## [Work to be completed]
Go from the first line below to the one with "(diff shortened: 1 of 5 files shown)" and print each line exactly.

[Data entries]
PR #3058, opened 2021-07-19
Add tests for Temporal.Calendar.p*.monthDayFromFields

FrankYFTang:

### DIFF
--- a/test/built-ins/Temporal/Calendar/prototype/monthDayFromFields/overflow-undefined.js
+++ b/test/built-ins/Temporal/Calendar/prototype/monthDayFromFields/overflow-undefined.js
@@ -1,0 +1,45 @@
+// Copyright (C) 2021 the V8 project authors. All rights reserved.
+// This code is governed by the BSD license found in the LICENSE file.
+
+/*---
+esid: sec-temporal.calendar.prototype.monthdayfromfields
+description: Temporal.Calendar.prototype.monthDayFromFields will return correctly with default overflow which constrain date range.
+info: |
+  1. Let calendar be the this value.
+  2. Perform ? RequireInternalSlot(calendar, [[InitializedTemporalCalendar]]).
+  3. Assert: calendar.[[Identifier]] is "iso8601".
+  4. If Type(fields) is not Object, throw a TypeError exception.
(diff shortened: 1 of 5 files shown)


test/built-ins/Temporal/Calendar/prototype/monthDayFromFields/overflow-undefined.js
```diff
@@ -0,0 +1,45 @@
+// Copyright (C) 2021 the V8 project authors. All rights reserved.
+// This code is governed by the BSD license found in the LICENSE file.
+
+/*---
+esid: sec-temporal.calendar.prototype.monthdayfromfields
+description: Temporal.Calendar.prototype.monthDayFromFields will return correctly with default overflow which constrain date range.
```
ptomato, line 6: This one has a naming conflict with a test already in the proposal repo which still has to be copied over here: https://github.com/tc39/proposal-temporal/blob/main/polyfill/test/Calendar/prototype/monthDayFromFields/overflow-undefined.js
Consider combining them?

FrankYFTang: so... what make the tests in those places not yet move into test262 yet?

FrankYFTang: How about I change the file name and yield the file name for those in 
https://github.com/tc39/proposal-temporal/blob/main/polyfill/test/

ptomato: I outlined the plan for moving them over in https://github.com/tc39/test262/issues/3002#issuecomment-887908934
It would be really inconvenient for ensuring that we correctly and completely converted the legacy test suite, if we were to move everything over now to this repo and let it start to diverge.

FrankYFTang: ok, let me just abandon this PR and wait for @ptomato  and @Ms2ger  to move their test from Temporal repo instead.

FrankYFTang:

## [Result below]
PR #3058, opened 2021-07-19
Add tests for Temporal.Calendar.p*.monthDayFromFields

FrankYFTang:

### DIFF
--- a/test/built-ins/Temporal/Calendar/prototype/monthDayFromFields/overflow-undefined.js
+++ b/test/built-ins/Temporal/Calendar/prototype/monthDayFromFields/overflow-undefined.js
@@ -1,0 +1,45 @@
+// Copyright (C) 2021 the V8 project authors. All rights reserved.
+// This code is governed by the BSD license found in the LICENSE file.
+
+/*---
+esid: sec-temporal.calendar.prototype.monthdayfromfields
+description: Temporal.Calendar.prototype.monthDayFromFields will return correctly with default overflow which constrain date range.
+info: |
+  1. Let calendar be the this value.
+  2. Perform ? RequireInternalSlot(calendar, [[InitializedTemporalCalendar]]).
+  3. Assert: calendar.[[Identifier]] is "iso8601".
+  4. If Type(fields) is not Object, throw a TypeError exception.
(diff shortened: 1 of 5 files shown)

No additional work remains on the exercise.